El nuevo Gobierno ha comenzado su andadura rodeado de ruidos y rumores de índole religiosa. Se conjuran, a la vez, el anuncio de catástrofes ante el gobierno de progreso por parte de los poderes económicos e ideológicos, con la invocación a Dios ante la emergencia nacional por parte de algún jerarca eclesiástico, y el prejuicio ilustrado ante el sentimiento religioso por parte de una cierta izquierda.

Hay un abuso de la catástrofe que produce miedo, parálisis e impotencia. En la última década, los recortes sociales y las limitaciones de derechos han ido precedidos de malos augurios y peores presagios. «Si no renunciáis a conquistas logradas, será inevitable la crisis». «Si no os apretáis el cinturón, el país llegará al precipicio». Es comprensible que los cambios sociales y políticos susciten alarma ante la pérdida de poder, incluso que los fabricantes apocalípticos sean los poderes económicos con sus élites, que ven socavados sus dominios. Justo lo contrario sucede con el uso bíblico de la apocalíptica, que se le consideraba un grito de resistencia de quienes ansiaban un cambio radical, un canto sanador de la impotencia de quienes esperan un futuro alternativo. Cuando grupos católicos se aúnan a los poderes económicos y políticos en el cultivo apocalíptico ante la llegada de un gobierno de progreso e ignoran que son portadores de Buenas Noticias, traicionan el sentimiento religioso y la racionalidad social.

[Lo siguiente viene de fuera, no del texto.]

PR #1304, opened 2025-10-07
comment out memoryStateDecoupling

phate:


phate:
@sjalander @haved Is the memory state decoupling pass a necessity to get anything through HLS? I thought it is an optimization, but not a necessity? Any other pass that follows or precedes it has a requirement that this pass comes before or after?

PR #1307, opened 2025-10-07
Add size to intrusive list, and move region's top/bottom/node callbacks to private

### LINKED ISSUE #1305: RemoveBottomNode and RemoveTopNode are O(n)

Al solicitar de las comunidades y parroquias, que supliquen a Dios que evite la emergencia nacional, se convierte a Dios en un huésped conservador. ¿Y si Dios estuviera hospedado en las afueras y fuera un militante de los derechos humanos y un aliado de las vidas dañadas? La fe religiosa está más interesada en defender la vida que en levantar vallados. Todo parece indicar que Dios no oyó sus súplicas y plegarias porque tiene una agenda diferente, que está aliada con la gestión democrática y cree que los asuntos humanos se llevan mejor mediante decisiones participativas ¿No será que anda comprometido con los procesos civilizatorios? ¿Alguien con buen criterio puede entender que el rostro de la Iglesia tenga mayor afinidad con los usos autoritarios y patriarcales de los Imperios y con la organización feudal de la convivencia, que con el sistema democrático?

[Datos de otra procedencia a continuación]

PR #1393, opened 2025-11-23
Fix compilation for gcc 13.3.0

phate:
This is the 2nd time I have to fix this. I think it is time to slowly update our CI to a newer Ubuntu version.


phate:
This is the 2nd or 3rd time I have to fix this. I think it is time to slowly update our CI to a newer Ubuntu version such that we catch these problems.

haved (approved):
Yes I had to use clang instead of gcc because of this, didn't know removing `const` would solve the false warning

PR #1396, opened 2025-11-24
Add utilities for finding/executing external programs

phate:


phate:
@caleridas @haved I am not the greatest system programmer, but I need some tools to system independently get a dot viewer. Please take it apart.

jlm/util/Program.cpp
```diff
@@ -0,0 +1,64 @@
...
+
+#include <jlm/util/common.hpp>
+#include <jlm/util/Program.hpp>
+#include <jlm/util/strfmt.hpp>
+
+namespace jlm::util
+{
+
+std::filesystem::path
+tryFindExecutablePath(const std::string_view & programName)
```
haved: Const reference to string view should just be a string view by value

jlm/util/Program.cpp
```diff
@@ -0,0 +1,64 @@
...
+  JLM_ASSERT(!programPath.empty());
+  JLM_ASSERT(std::filesystem::is_regular_file(std::filesystem::status(programPath)));
+
+  std::string command = programPath.string();
+  for (auto & argument : programArguments)
+  {
+    command += strfmt(" ", argument);
+  }
+
+  return system(command.c_str());
```
haved: Using `system` is not recommended, as we need to do argument escaping ourselves.

If a user has placed a file in a folder with a space in its name, we suddenly can't open it, for example

haved (commented):
I have some comments, I will see if I can find a bit about best practices for this type of stuff in C++ @phate

jlm/util/Program.cpp
phate: Fixed.

jlm/util/Program.cpp
phate: Second try, avoiding system()

haved (dismissed):

jlm/util/Program.cpp
```diff
@@ -0,0 +1,79 @@
...
+
+  return std::filesystem::path(result);
+}
+
+int
+executeProgramAndWait(
+    const std::filesystem::path & programPath,
+    const std::vector<std::string> & programArguments)
+{
+  const pid_t pid = fork();
```
caleridas: Please use posix_spawn instead of fork/exec

jlm/util/Program.cpp
```diff
@@ -0,0 +1,79 @@
...
+#include <jlm/util/Program.hpp>
+#include <jlm/util/strfmt.hpp>
+
+#include <sys/wait.h>
+#include <unistd.h>
+
+namespace jlm::util
+{
+
+std::filesystem::path
```
caleridas: If you want to use path, use "bash -c" wrapper instead of searching yourself

caleridas (changes requested):
Comments online, there are more canonical ways to launch this

jlm/util/Program.cpp
phate: I was a bit uncertain here what exactly you mean, but I hope I understood you right.

caleridas (approved):
looks good, should do the job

En justa correspondencia, sería deseable que la visión progresista superara sus prejuicios seculares con respecto a la espiritualidad, atea o religiosa. Es curioso que la única referencia que hubo en el debate de investidura por parte de la izquierda fue para contraponer la flexibilidad de la política a la rigidez de la religión, «¡No somos una religión!», «¡No somos curas!» añadía con razón el diputado. ¿Quiénes le dieron motivo al diputado para pensar que la religión es rigidez e intolerancia? Hay creyentes que no dejaron de estar conectados a los clamores del tiempo y a las comunidades que viven y luchan, y de este modo impidieron que la Fe fuera un bloque monolítico e inalterable que no conoce la vacilación, la duda o la perplejidad. Tenía más razón Unamuno cuando dijo que la fe conoce la duda que el diputado Rufián cuando la hace inamovible. Las constantes apelaciones del papa Francisco a abandonar la auto-referencialidad, colocarse en posición de salida y derribar cercos mentales y trincheras sociales o políticos no han llegado al imaginario colectivo. En lugar de fortalecer los bandos irreconciliables, la Fe se valida hoy en promover personas co-implicadas y aliadas en los verdaderos combates de nuestro siglo: reducir las desigualdades y promover la justicia, minimizar el sufrimiento evitable y maximizar el bienestar de todos y todas, erradicar la pobreza y vencer las enfermedades, emancipar la mujer y respetar la Tierra, sembrar de motivos y de fraternidad los caminos de la humanidad. Para estos combates se necesitan movimientos sociales y partidos políticos, argumentos científicos y sabidurías mundiales, alternativas comunitarias y servicios de proximidad, y también confianza en la bondad y belleza de la fe cristiana.